Como no dia de sua apresentação, dizemos novamente “Bendito aquele que vem em nome do Senhor!”. Muito obrigado! 

Sua bênção!

 

 

 

“Este é o dia que o Senhor fez para nós: Alegremo-nos e nele Exultemos” (Sl 117)

 

 

            “Após termos percorrido aquele deserto com o senhor Jesus, sendo também com ele assistido pelo Espírito Santo, chegamos à celebração do Tríduo Pascal, onde gostaria de elogiar todos os fiéis que se preparam espiritualmente durante os domingos da quaresma, sem faltar às missas; e também os fiéis que participaram das celebrações do Tríduo Pascal, que são insubstituíveis e indescritíveis para nós, celebramos o dia de hoje.”

 

            Foi assim que Dom Pedro Cunha Cruz, bispo diocesano da centenária diocese da Campanha, iniciou sua homilia no Domingo de Páscoa, 27 de março, na Catedral Santo Antônio. Como já é habitual, o encerramento da Semana Santa em Campanha, sé diocesana, se dá com solene missa pontifical, que este ano foi co-celebrada pelo pároco Pe. Luzair Coelho de Abreu e pelo vigário, Pe. Edson Pereira de Oliveira.

 

            O domingo de Páscoa dá continuidade à celebração da ressurreição do Senhor, iniciada na Vigília Pascal. Com o domingo de páscoa, é iniciada a oitava da Páscoa, uma semana toda em que, antigamente, os que eram batizados na noite de Páscoa continuavam vestidos com vestes brancas. Nesta semana, vivemos o dia Pascal. São sete dias que se celebram como se fosse apenas um.

 

            Foi justamente falando desse tempo de graça que Dom Pedro se dirigiu aos fieis. “Esse dia que nós estamos celebrando é proporcionado pelo próprio Deus, onde o tempo de Deus invade a precariedade do tempo humano. E vai nos enriquecer! Esse dia tão importante, tão perfeito, não está marcado por um tempo humano, pela caducidade do tempo da história! É um tempo que transcende as fronteiras do tempo, do espaço e da própria história. É um tempo que já começa a eternidade do próprio tempo. Esse é o tempo da graça, o tempo de Deus para nós! E vamos usufruir desse tempo, que, na verdade é esse dia que se estende por 7 dias e 7 semanas. O número 7 indica a perfeição; a perfeição indica alguma coisa que foi criada por Deus.
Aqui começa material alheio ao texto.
PR #4379, opened 2026-02-04
jscript: Split JSX out of the JavaScript parser

### LINKED ISSUE #4373: JavaScript in HTML: fails to parse after an HTML commen since JSX support
Parser: HTML or JS? I'm not sure at which level this should be fixed.
CTags version: master (b11e39a7a89dc0b556e843db5aa34d0198066b9d)

If JS embedded in HTML starts with `<!--`, the next symbol won't be properly recognized.  For example:

```console
$ cat /tmp/a.html
<!DOCTYPE html>
<head>
<script type="text/javascript">
<!--
function message() { alert( "Hello."); }
//-->
</script>
</head>
</html>
$ ./ctags -o- --extras=+g  /tmp/a.html
$ sed 's,^<!--,//&,' < /tmp/a.html > /tmp/b.html
$ cat /tmp/b.html
<!DOCTYPE html>
<head>
<script type="text/javascript">
//<!--
function message() { alert( "Hello."); }
//-->
</script>
</head>
</html>
$ ./ctags -o- --extras=+g  /tmp/b.html
message	/tmp/b.html	/^function message() { alert( "Hello."); }$/;"	f
```

This used to work before the JSX support (6c6799a20afaf844d64e628b029d3ee47113ad72).

I'm not quite sure whether the first (non-working) example works in a web browser because ECMAScript supports this special case, or if it's the browser doing this (so whether it should be on the JS or HTML side), but they seem to be happy with it, so we probably should be as well.  This breaks Geany's [simple.html](https://github.com/geany/geany/blob/master/tests/ctags/simple.html) test case (although it supposedly came from here, I couldn't find it in the history).

b4n:
JSX doesn't support XML comments, and their presence can prevent further parsing of JS code embedded in HTML, which is more relaxed about them.

Fix this by separating the JSX from the regular JavaScript parser, as JSX is a JavaScript extension that is not meant to be standardized to JavaScript anyway.

Fixes #4373.

### DIFF
--- a/Tmain/list-fields-with-prefix.d/stdout-expected.txt
+++ b/Tmain/list-fields-with-prefix.d/stdout-expected.txt
@@ -33,6 +33,7 @@ x       UCTAGSxpath          no      NONE             s--    no    --   0 xpath 
 -       UCTAGSpackageName    yes     Go               s--    no    --   0 the name for referring the package
 -       UCTAGSreceiver       no      Go               s--    no    --   1 the name of the receiver
 -       UCTAGSimplements     yes     Inko             s--    no    rw   0 Trait being implemented
+-       UCTAGSproperties     no      JSX              s--    no    --   2 properties (static)
 -       UCTAGSproperties     no      JavaScript       s--    no    --   2 properties (static)
 -       UCTAGSassignment     yes     LdScript         s--    no    --   0 how a value is assigned to the symbol
 -       UCTAGSdefiner        yes     Lisp             s--    no    --   1 the name of the function or macro that defines the unknown/Y-kind object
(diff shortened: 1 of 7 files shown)


masatake:
Thank you.

jafl:
@masatake  What is your opinion?  Should we merge this?

masatake:
Splitting the parser is good.

Parsers should not share kinds, roles, fields, extras, and properties tables.

See the last 4 commits in https://github.com/masatake/ctags/commits/jscript-jsx-split-dont-share-lang-model/

Could you cherry pick https://github.com/masatake/ctags/commit/c8b3f99bd5902b3b4da45e2aa709ef1e17d7b4af ?

Could you squash https://github.com/masatake/ctags/commit/5cedc18482bd514c64424161effff43077287f5a and https://github.com/masatake/ctags/commit/76cf5959f2ac0687b024673e81a4354e580170db into your commit?

Of course, you can change the words in the NEWS file.

PR #4380, opened 2026-02-04
jscript: Support HTML comments

### LINKED ISSUE #4373: JavaScript in HTML: fails to parse after an HTML commen since JSX support

b4n:
This is a legacy feature for web browsers, but it still found in HTML-embedded JS in the wild.

This used not to be a problem until JSX support was introduced, which then handles these erroneously as regular HTML comments spanning all the way to the closing part.

See https://tc39.es/ecma262/multipage/additional-ecmascript-features-for-web-browsers.html#sec-html-like-comments and https://developer.mozilla.org/en-US/docs/Web/JavaScript/Reference/Deprecated_and_obsolete_features#html_comments for the references.

Fixes #4373.

### DIFF
--- a/Units/parser-html.r/comment-in-js-2.d/expected.tags
+++ b/Units/parser-html.r/comment-in-js-2.d/expected.tags
@@ -7,3 +7,9 @@ b	input.html	/^let b = a --> (function anonfunc1() { return 0; })();$/;"	v	langu
 anonfunc1	input.html	/^let b = a --> (function anonfunc1() { return 0; })();$/;"	f	language:JavaScript
 func3	input.html	/^function func3() {}; \/\/ test for parser internal$/;"	f	language:JavaScript
 func4	input.html	/^a --> 0; function func4() {}$/;"	f	language:JavaScript
+c	input.html	/^let c = 1;$/;"	v	language:JavaScript
+func5	input.html	/^function func5() {};$/;"	f	language:JavaScript
+d	input.html	/^let d = c<!42;$/;"	v	language:JavaScript
+func6	input.html	/^function func6() {};$/;"	f	language:JavaScript
+e	input.html	/^let e = c<!-42;$/;"	v	language:JavaScript
+func7	input.html	/^function func7() {};$/;"	f	language:JavaScript
--- a/Units/parser-html.r/comment-in-js-2.d/input.html
+++ b/Units/parser-html.r/comment-in-js-2.d/input.html
@@ -13,6 +13,16 @@ console.log(b); // true, because above should have read as "let b = (a--) > 0"
 function func3() {}; // test for parser internal
 --> function bug4() {}
 a --> 0; function func4() {}
+
+/* just to cover all related logic in the parser (basically backup code paths) */
+let c = 1;
+--c;
+function func5() {};
+let d = c<!42;
+function func6() {};
+let e = c<!-42;
+function func7() {};
+
 func4();
 </script>
 <body>


parsers/jscript.c
```diff
@@ -1237,7 +1257,28 @@ static void readTokenFullRaw (tokenInfo *const token, bool include_newlines, vSt
...
+			if (d == '!')
+			{
+				d = getcFromInputFile ();
+				if (d != '-')
+					ungetcToInputFile (d);
+				else
+				{
+					d = getcFromInputFile ();
+					if (d != '-')
+						ungetcToInputFile (d);
```
jafl, line 1275: Should this also `ungetcToInputFile('-')`, since it has read `<!-` followed by something other than a dash?

parsers/jscript.c
```diff
@@ -1322,11 +1360,7 @@ static void readTokenFullRaw (tokenInfo *const token, bool include_newlines, vSt
 				}
 				else if (d == '/')	/* is this the start of a comment?  */
 				{
-					skipToCharacterInInputFile ('\n');
-					/* if we care about newlines, put it back so it is seen */
-					if (include_newlines)
-						ungetcToInputFile ('\n');
-					goto getNextChar;
+					SKIP_COMMENT_SINGLE_AND_RETRY();
```
jafl, line 1368: The macro `SKIP_COMMENT_SINGLE_AND_RETRY` doesn't check the `include_newlines` flag, so the behavior is not identical.

b4n: It is not, but that's on purpose: now it sets `newline_encountered` directly.
The only change this could actually results in is the representation (in `repr`) of the single-line comment **in case `include_newline` is `true`**.  AFAICT, this results in no practical change as it's only relevant inside parameter lists, but those don't set `include_newline` anyway, so we don't see any change in behavior.

We could keep putting back the `\n` as it was before, but this seems unnecessary if setting `newline_encountered` directly.

parsers/jscript.c
b4n: You are right, and the `!` as well.  Will fix -- although I doubt it'll result in actual problems, it still might bite us in the future.

b4n: Should be fixed now

b4n:
Interestingly, this very slightly changes behavior of valid code, because supporting this part of the standard has a possibly unexpected effect on valid code: imaging the following:

```javascript
let a = 42;
let b = 42<!--a;
```

Although pathological, this is valid JS with or without the HTML comment support, but the meaning is different:
* With HTML comment support, `b` is `42` (because it reads as `b = 42//a`)
* Without it, `b` is `false` (because it then reads as `b = 42 < (! (--a))`)

Hopefully nobody has written *any* of this in real life, but supporting this, even as per the standard, leads to change in behavior.  Note that both Firefox and Chromium behaves like this as they support this part of the standard, and so e.g. adding a space after `<` changes the meaning of the expression as mentioned above.

Just an interesting thought :slightly_smiling_face: -- and this feature is kind of silly altogether, although understandable in another era.

b4n:
@jafl thanks for the review!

Aí está, portanto, a beleza desse tempo!”

 

            Continuando, o bispo refletiu sobre os sinais do ressuscitado. “O Evangelhista traz para nós os sinais do ressuscitado. Se vocês observarem o texto de João não fala ainda de Jesus, fala da corrida cheia de esperança que não sufoca o coração dos apóstolos Pedro e João, conforme nos disse o papa em sua homilia na Vigília Pascal, mas é uma luz  que respeita o interior do homem. Não sufoca o homem, nem Pedro foi sufocado com essa luz. Eles correm cheios de esperança porque sabem que alguma coisa tinha acontecido. Primeiro sinal: corrida esperançosa dos apóstolos. Segundo sinal: ver a pedra rolada do túmulo. Terceiro sinal: a pedra poderia ter sido rolada, mas ali poderia ainda estar o corpo. Mas não havia corpo! O sepulcro estava vazio. Outro sinal do ressuscitado! Outro sinal que João nos dá nesses  traços históricos e marcantes, mas muito religioso também são os lençóis dobrados. Esse é um outro sinal. Ali está o lençol mortuário. Se fazia muito isso na antiguidade: se cobria o morto com um tecido de linho cobrindo todo corpo. Aquele lençol que estava dobrado aos pés do túmulo. Ali temos um outro sinal muito bonito: os dois chegam e olham. Olham, mas o primeiro olhar de Pedro que entra no túmulo antes de João, por uma respeitabilidade de João, o mais jovem no colégio apostólico […]. Ele entra, simplesmente olha. Mas no segundo momento, quando João entra, aí está o testemunho do apóstolo, mas o discípulo amado viu e acreditou. Aí está o último e grande sinal do relato de João. […] Todos os sinais já mencionados, devem conduzir-nos à crença no ressuscitado”

 

            Ao final da celebração, Flávio Maia, representando a comunidade campanhense, dirigiu algumas palavras a Dom Pedro, agradecendo a presença e participação do bispo no Tríduo Pascal da Paróquia Santo Antônio.